Task statement:
For this exercise, reproduce the entries below exactly, but only from the line containing "Is it intentional" through the line containing "There are a", both included.

Saved data entries
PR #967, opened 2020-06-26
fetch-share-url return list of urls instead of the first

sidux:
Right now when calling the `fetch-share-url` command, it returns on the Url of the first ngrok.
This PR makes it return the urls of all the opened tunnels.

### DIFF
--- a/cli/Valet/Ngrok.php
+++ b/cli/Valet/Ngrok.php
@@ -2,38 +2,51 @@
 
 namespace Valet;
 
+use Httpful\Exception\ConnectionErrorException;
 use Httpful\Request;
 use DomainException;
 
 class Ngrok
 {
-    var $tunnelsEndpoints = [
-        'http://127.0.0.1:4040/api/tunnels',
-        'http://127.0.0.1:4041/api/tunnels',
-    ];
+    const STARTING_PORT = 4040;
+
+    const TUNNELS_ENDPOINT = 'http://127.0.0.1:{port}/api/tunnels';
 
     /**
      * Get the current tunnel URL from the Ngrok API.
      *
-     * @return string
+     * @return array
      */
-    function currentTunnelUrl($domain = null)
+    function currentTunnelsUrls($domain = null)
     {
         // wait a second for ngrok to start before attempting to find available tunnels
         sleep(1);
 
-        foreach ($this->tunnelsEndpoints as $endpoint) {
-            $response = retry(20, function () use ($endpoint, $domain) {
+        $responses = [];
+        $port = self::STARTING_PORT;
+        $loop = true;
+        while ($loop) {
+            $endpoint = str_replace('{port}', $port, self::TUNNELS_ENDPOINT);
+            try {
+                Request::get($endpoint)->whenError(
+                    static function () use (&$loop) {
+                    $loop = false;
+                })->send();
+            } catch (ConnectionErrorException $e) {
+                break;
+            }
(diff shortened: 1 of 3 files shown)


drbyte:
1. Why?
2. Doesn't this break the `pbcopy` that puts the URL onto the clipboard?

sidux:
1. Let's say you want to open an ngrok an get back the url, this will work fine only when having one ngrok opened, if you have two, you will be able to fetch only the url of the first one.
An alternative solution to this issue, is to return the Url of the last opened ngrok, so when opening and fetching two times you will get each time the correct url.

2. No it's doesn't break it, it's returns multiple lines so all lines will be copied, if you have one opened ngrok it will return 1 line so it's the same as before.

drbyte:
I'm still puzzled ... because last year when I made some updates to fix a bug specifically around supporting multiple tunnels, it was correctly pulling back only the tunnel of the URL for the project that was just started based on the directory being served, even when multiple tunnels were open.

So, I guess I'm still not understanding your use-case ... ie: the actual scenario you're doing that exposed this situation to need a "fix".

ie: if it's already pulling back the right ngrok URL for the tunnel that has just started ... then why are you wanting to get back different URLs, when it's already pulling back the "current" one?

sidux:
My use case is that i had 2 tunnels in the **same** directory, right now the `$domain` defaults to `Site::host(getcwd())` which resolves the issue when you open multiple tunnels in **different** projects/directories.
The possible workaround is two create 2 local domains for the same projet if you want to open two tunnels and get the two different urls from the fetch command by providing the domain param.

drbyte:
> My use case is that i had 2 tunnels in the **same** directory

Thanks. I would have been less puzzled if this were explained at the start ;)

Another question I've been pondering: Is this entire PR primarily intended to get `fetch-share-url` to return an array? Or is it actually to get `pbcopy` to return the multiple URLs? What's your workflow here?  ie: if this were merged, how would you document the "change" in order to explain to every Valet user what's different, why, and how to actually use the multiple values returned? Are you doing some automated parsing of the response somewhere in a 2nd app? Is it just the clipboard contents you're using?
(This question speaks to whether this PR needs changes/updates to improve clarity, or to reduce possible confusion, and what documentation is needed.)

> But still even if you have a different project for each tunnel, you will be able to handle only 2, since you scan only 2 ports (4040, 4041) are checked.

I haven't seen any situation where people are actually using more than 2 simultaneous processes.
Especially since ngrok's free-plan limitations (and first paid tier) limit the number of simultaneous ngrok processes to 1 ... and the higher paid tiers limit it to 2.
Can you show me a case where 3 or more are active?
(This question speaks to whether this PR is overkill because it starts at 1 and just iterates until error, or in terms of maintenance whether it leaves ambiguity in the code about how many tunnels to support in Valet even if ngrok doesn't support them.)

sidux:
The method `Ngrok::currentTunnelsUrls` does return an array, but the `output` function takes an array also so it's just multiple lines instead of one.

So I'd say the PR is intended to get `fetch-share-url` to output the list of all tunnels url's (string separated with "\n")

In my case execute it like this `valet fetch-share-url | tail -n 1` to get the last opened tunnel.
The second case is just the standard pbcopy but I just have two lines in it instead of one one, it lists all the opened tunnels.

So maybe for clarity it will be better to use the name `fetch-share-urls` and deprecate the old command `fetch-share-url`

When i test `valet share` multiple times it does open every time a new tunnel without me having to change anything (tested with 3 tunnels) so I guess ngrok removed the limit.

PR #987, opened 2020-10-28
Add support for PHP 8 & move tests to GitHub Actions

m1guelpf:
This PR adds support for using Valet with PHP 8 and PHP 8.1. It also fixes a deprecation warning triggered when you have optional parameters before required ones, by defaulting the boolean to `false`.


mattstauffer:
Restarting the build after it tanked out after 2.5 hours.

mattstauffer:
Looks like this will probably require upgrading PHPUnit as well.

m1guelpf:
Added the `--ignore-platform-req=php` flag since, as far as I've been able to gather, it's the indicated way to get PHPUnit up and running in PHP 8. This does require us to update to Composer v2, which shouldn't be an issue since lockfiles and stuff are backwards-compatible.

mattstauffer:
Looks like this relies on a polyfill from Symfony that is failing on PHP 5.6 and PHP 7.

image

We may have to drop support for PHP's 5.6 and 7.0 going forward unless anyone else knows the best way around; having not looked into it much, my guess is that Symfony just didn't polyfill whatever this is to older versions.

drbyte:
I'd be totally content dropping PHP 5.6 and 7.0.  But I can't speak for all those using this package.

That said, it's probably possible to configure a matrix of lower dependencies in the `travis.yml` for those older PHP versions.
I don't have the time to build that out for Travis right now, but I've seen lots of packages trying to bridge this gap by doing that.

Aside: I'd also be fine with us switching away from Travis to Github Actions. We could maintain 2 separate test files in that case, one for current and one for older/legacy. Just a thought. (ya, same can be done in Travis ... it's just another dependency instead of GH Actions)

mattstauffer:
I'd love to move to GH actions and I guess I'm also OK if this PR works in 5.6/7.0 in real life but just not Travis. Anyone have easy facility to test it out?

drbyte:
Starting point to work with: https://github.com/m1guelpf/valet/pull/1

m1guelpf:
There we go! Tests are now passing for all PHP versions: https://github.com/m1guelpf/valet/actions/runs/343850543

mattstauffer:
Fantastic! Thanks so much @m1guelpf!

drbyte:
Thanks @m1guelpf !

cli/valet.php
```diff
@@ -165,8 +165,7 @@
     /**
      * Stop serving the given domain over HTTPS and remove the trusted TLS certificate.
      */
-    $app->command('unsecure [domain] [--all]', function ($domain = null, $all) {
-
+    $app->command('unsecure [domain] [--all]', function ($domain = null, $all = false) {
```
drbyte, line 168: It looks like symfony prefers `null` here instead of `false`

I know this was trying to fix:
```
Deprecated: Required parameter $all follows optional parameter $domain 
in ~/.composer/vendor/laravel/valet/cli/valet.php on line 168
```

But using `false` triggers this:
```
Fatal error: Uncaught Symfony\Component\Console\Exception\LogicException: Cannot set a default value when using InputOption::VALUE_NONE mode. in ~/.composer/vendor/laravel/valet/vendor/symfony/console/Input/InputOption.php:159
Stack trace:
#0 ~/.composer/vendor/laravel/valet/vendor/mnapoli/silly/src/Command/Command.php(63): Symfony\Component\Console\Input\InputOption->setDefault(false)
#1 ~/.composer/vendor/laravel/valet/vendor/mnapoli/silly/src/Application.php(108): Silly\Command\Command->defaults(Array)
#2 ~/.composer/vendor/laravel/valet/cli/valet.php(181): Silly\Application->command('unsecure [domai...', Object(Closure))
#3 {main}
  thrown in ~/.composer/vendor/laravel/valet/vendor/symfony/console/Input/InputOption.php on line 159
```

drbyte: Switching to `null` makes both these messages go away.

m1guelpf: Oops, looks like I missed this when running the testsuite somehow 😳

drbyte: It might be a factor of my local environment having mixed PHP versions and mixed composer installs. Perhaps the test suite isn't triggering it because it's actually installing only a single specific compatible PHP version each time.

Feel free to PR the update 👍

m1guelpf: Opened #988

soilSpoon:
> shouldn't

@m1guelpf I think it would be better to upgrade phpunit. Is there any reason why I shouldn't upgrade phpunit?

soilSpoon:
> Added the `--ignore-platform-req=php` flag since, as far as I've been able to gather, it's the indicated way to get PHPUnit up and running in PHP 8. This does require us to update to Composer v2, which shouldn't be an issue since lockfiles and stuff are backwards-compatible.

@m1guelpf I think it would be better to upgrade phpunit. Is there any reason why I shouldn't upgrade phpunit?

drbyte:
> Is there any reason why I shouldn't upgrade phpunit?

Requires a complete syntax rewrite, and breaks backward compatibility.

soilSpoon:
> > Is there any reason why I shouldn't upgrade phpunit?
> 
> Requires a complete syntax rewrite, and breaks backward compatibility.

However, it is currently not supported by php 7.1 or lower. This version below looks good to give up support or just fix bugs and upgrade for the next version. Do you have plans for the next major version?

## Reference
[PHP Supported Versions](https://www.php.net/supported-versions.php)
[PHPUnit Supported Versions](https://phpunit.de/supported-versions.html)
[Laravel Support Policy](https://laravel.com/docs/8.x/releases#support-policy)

---

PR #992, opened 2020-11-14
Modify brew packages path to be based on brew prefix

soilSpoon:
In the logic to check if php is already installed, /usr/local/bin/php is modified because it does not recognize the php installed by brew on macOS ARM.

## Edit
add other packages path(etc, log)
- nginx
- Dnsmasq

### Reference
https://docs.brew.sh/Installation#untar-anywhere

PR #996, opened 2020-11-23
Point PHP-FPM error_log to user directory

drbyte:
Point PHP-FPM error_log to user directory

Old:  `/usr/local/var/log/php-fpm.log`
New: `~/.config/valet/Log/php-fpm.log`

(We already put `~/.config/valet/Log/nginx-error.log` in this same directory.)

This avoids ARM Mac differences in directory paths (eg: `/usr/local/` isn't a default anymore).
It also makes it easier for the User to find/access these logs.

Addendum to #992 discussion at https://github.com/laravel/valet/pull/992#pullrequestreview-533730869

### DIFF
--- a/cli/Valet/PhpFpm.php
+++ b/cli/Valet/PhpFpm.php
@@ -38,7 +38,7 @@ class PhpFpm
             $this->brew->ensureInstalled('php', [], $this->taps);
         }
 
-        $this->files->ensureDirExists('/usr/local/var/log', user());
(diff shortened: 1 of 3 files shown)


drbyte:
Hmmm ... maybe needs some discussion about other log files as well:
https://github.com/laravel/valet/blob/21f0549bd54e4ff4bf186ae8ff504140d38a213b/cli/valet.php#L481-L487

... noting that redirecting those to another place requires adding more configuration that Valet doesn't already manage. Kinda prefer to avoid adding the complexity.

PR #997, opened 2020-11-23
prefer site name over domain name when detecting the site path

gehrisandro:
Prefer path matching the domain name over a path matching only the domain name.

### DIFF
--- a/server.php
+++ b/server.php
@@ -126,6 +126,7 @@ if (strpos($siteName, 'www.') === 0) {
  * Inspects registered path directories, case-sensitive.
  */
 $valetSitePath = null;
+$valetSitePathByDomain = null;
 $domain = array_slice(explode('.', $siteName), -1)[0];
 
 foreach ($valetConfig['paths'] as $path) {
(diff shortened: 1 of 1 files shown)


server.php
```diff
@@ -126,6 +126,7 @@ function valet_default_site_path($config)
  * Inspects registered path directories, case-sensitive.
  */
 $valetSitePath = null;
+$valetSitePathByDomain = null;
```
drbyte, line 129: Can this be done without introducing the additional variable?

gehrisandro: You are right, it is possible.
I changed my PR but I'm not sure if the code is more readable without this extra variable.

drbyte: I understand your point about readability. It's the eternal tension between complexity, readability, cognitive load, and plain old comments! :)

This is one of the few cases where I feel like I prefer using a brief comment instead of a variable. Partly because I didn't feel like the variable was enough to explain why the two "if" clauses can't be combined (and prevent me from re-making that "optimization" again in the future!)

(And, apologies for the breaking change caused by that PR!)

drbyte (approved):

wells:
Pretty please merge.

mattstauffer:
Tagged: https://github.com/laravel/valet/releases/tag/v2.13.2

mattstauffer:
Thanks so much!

* * *

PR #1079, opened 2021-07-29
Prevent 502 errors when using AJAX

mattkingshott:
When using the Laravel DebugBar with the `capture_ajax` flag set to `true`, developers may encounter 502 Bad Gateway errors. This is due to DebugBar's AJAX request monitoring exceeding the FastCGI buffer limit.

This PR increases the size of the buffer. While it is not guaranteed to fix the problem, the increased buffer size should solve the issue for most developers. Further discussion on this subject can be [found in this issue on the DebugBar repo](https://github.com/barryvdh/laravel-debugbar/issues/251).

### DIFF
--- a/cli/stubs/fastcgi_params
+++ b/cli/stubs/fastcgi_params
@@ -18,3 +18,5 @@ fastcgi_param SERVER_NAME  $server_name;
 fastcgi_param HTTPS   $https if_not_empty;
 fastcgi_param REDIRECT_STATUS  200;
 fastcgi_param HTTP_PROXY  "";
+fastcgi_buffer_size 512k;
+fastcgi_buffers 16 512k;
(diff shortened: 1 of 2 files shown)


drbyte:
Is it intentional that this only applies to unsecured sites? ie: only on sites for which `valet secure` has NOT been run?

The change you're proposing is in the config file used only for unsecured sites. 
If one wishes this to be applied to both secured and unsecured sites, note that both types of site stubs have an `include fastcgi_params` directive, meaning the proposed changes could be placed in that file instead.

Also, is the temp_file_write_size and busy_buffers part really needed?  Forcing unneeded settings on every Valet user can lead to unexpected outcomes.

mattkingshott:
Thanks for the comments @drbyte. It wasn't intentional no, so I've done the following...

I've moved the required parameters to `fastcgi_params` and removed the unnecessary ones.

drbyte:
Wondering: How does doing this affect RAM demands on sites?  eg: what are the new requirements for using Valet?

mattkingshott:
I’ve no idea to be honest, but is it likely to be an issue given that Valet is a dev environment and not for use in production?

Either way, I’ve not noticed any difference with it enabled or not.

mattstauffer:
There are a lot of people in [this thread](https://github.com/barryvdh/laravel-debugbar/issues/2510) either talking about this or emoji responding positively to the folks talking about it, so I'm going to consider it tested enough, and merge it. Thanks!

Answer section:
Is it intentional that this only applies to unsecured sites? ie: only on sites for which `valet secure` has NOT been run?

The change you're proposing is in the config file used only for unsecured sites. 
If one wishes this to be applied to both secured and unsecured sites, note that both types of site stubs have an `include fastcgi_params` directive, meaning the proposed changes could be placed in that file instead.

Also, is the temp_file_write_size and busy_buffers part really needed?  Forcing unneeded settings on every Valet user can lead to unexpected outcomes.

mattkingshott:
Thanks for the comments @drbyte. It wasn't intentional no, so I've done the following...

I've moved the required parameters to `fastcgi_params` and removed the unnecessary ones.

drbyte:
Wondering: How does doing this affect RAM demands on sites?  eg: what are the new requirements for using Valet?

mattkingshott:
I’ve no idea to be honest, but is it likely to be an issue given that Valet is a dev environment and not for use in production?

Either way, I’ve not noticed any difference with it enabled or not.

mattstauffer:
There are a lot of people in [this thread](https://github.com/barryvdh/laravel-debugbar/issues/2510) either talking about this or emoji responding positively to the folks talking about it, so I'm going to consider it tested enough, and merge it. Thanks!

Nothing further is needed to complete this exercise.